§ **RECORDS SUPPLIED**:
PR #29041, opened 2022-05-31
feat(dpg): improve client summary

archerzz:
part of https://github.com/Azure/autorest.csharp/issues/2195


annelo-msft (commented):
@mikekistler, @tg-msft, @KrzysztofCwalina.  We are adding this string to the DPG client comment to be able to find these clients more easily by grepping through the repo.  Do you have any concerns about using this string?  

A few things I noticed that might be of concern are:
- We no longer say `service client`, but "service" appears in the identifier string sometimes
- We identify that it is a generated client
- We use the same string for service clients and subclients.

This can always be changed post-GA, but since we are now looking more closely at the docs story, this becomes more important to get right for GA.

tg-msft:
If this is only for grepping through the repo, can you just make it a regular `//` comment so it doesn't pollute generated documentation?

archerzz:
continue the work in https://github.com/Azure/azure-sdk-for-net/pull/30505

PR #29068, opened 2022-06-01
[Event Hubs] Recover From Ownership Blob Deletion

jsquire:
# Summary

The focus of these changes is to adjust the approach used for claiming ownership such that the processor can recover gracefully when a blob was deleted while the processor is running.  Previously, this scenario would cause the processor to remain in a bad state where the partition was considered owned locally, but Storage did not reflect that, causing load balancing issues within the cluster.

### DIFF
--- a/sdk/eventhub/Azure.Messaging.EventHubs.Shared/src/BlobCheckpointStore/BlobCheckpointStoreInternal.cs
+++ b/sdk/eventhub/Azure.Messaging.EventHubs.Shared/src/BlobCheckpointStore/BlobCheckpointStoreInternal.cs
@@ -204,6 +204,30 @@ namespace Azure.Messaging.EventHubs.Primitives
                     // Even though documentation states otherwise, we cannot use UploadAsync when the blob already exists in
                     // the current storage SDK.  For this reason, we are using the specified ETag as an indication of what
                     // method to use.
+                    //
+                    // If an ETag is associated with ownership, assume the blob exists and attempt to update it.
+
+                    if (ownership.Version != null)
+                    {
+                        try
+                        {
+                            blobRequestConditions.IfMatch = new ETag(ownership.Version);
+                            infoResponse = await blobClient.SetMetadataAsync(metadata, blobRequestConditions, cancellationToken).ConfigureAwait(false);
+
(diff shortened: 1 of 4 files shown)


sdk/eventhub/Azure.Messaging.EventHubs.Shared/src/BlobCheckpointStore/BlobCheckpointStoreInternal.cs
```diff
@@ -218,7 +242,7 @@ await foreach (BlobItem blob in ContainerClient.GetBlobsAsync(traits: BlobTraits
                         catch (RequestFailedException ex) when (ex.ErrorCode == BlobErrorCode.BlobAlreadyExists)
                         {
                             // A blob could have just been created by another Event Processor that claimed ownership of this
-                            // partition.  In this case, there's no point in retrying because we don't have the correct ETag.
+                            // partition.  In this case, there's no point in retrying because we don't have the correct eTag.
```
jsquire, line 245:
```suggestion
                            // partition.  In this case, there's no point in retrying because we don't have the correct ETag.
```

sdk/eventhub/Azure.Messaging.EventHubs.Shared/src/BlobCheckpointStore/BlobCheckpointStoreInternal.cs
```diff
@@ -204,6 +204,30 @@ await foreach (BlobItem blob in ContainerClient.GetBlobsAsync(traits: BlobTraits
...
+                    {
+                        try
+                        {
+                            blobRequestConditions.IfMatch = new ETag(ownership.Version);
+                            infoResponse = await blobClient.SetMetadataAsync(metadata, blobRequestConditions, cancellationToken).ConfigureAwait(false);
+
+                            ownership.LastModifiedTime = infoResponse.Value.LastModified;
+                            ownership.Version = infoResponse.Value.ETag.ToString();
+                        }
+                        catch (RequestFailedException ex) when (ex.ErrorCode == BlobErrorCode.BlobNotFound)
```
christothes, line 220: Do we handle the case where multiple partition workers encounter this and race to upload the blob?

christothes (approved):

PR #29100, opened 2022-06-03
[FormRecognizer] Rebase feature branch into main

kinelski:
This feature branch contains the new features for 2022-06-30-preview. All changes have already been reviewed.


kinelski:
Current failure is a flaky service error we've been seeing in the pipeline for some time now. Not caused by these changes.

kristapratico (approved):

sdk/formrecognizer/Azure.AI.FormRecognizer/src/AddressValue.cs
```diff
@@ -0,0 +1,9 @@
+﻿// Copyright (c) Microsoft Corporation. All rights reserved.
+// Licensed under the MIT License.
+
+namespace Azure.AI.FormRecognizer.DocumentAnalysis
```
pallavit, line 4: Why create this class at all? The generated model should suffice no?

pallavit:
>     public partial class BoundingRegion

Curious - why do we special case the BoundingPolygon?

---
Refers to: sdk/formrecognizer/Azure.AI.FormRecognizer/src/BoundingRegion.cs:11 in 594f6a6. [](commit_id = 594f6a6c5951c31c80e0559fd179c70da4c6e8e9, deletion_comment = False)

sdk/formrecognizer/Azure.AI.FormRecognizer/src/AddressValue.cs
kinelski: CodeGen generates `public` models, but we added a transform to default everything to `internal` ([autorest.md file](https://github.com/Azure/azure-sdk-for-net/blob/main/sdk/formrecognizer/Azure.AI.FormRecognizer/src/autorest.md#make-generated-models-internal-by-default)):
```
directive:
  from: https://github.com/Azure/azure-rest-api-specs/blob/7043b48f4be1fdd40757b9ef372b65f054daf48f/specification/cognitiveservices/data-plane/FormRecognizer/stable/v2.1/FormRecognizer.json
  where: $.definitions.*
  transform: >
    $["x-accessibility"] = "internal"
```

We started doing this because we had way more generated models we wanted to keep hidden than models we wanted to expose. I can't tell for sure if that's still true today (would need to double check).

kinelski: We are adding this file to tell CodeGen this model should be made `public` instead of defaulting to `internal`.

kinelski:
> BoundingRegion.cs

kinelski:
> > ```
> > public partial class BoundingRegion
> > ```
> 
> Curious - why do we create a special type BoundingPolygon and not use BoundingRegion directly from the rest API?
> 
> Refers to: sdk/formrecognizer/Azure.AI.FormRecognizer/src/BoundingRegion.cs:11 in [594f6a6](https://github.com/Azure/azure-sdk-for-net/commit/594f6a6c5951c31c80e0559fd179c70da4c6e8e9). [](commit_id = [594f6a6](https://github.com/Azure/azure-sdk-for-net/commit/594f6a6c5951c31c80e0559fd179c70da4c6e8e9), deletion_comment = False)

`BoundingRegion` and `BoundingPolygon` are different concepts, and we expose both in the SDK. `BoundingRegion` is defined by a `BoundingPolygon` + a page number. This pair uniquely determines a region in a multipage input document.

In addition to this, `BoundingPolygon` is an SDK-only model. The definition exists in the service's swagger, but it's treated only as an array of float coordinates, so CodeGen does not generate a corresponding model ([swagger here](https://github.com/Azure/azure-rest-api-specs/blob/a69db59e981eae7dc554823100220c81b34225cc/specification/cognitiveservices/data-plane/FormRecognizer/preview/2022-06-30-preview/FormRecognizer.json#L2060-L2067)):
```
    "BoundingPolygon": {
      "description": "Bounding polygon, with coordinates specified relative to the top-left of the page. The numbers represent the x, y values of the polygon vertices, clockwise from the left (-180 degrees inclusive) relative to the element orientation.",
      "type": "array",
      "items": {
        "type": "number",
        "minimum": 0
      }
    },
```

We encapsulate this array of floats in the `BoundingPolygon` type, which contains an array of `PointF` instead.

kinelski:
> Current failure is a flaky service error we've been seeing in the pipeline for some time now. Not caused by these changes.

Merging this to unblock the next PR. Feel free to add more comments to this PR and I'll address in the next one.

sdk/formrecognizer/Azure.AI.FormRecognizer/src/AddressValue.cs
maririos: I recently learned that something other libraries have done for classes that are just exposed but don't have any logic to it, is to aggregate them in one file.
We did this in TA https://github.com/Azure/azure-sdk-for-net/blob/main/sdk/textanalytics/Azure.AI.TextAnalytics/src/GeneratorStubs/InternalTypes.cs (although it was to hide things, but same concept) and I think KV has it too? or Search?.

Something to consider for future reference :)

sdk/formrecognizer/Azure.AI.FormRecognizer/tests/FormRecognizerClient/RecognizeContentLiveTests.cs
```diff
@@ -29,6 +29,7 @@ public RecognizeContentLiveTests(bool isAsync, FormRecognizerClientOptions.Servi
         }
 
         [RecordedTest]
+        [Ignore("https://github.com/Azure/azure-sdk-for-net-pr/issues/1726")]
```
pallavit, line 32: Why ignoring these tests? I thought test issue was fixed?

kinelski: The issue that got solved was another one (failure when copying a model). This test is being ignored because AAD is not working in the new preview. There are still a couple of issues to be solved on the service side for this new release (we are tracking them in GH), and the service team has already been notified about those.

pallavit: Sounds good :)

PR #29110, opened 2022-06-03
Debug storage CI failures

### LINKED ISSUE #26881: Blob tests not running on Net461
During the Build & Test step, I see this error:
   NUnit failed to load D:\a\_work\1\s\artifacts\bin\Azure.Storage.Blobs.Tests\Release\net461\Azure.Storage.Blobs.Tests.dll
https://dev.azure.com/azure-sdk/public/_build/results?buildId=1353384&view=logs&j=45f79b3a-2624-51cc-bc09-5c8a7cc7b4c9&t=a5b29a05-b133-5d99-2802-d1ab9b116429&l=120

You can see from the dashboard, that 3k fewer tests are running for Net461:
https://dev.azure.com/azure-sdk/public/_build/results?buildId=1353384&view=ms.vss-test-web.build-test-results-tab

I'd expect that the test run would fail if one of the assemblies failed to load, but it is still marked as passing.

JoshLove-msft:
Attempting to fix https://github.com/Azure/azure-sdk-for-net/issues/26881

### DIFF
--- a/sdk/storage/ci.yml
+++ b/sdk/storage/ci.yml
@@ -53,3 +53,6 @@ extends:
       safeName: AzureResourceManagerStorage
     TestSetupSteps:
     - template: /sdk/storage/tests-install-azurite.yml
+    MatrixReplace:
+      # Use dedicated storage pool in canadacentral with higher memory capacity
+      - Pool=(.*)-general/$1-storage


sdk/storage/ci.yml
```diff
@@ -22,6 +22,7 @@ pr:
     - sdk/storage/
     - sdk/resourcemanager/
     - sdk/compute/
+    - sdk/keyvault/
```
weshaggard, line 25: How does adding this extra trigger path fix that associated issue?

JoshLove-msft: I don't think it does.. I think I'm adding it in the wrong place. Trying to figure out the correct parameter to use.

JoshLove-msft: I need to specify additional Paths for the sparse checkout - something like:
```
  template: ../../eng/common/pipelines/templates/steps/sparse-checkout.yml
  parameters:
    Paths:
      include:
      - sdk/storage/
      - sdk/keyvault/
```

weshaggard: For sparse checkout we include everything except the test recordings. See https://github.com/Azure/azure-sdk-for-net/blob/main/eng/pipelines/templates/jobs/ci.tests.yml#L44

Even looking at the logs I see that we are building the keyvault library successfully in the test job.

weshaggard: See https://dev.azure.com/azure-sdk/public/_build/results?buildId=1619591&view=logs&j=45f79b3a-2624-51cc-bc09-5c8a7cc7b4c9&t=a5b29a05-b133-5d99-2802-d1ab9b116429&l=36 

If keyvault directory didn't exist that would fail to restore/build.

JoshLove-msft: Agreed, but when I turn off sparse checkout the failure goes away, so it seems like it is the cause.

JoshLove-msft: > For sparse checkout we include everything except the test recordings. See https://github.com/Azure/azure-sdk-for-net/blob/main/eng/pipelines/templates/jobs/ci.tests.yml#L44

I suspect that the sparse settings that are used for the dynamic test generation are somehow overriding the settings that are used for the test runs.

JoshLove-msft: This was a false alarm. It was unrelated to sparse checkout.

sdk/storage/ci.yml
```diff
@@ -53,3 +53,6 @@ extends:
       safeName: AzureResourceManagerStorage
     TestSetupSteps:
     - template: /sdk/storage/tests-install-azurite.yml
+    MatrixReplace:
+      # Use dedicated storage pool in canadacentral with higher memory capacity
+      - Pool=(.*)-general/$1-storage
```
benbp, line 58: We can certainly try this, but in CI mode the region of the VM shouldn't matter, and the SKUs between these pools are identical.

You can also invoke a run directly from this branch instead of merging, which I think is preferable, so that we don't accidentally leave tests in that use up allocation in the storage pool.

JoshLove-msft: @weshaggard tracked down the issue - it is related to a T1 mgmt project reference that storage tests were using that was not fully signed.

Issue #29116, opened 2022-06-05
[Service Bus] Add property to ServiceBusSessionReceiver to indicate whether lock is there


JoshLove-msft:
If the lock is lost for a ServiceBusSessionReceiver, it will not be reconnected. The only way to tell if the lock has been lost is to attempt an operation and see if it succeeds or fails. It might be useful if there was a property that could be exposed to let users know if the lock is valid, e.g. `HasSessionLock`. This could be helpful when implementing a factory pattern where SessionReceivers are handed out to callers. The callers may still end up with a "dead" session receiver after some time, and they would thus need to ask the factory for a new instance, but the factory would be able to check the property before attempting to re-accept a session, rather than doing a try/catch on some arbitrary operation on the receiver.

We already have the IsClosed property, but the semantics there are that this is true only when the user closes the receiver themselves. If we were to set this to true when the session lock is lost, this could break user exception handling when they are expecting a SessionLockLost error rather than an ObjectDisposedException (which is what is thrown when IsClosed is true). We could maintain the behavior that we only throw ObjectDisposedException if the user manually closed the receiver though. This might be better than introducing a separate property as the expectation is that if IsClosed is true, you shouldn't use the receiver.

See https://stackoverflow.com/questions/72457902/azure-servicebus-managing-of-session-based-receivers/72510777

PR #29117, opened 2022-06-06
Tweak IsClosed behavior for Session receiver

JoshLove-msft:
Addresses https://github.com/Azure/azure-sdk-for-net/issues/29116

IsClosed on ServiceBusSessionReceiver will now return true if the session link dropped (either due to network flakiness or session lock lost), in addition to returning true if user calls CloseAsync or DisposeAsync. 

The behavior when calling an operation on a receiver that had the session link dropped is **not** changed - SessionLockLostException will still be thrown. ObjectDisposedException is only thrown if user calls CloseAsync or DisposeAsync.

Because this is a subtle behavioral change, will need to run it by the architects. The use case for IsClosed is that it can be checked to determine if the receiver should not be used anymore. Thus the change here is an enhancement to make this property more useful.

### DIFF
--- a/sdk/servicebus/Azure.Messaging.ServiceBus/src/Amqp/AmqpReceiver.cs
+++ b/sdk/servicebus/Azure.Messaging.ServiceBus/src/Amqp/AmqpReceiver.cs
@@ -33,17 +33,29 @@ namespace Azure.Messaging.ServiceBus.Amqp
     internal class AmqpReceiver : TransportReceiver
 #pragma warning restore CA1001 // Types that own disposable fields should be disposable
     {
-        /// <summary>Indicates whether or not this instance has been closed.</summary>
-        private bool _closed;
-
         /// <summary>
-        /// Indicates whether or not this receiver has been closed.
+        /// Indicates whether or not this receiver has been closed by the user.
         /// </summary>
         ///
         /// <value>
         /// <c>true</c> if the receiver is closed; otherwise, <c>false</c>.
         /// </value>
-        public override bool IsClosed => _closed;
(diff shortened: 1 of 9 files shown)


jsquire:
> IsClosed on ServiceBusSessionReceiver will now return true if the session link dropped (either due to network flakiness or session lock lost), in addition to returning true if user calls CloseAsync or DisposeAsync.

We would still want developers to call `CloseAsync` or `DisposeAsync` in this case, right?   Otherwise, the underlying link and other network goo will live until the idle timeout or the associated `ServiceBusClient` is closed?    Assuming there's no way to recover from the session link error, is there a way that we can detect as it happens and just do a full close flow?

§ **WHAT IS EXPECTED**:
Throughout the data, tally the lines that hold the string "either" and report the tally alone.

§ **COMPLETED TASK**:
2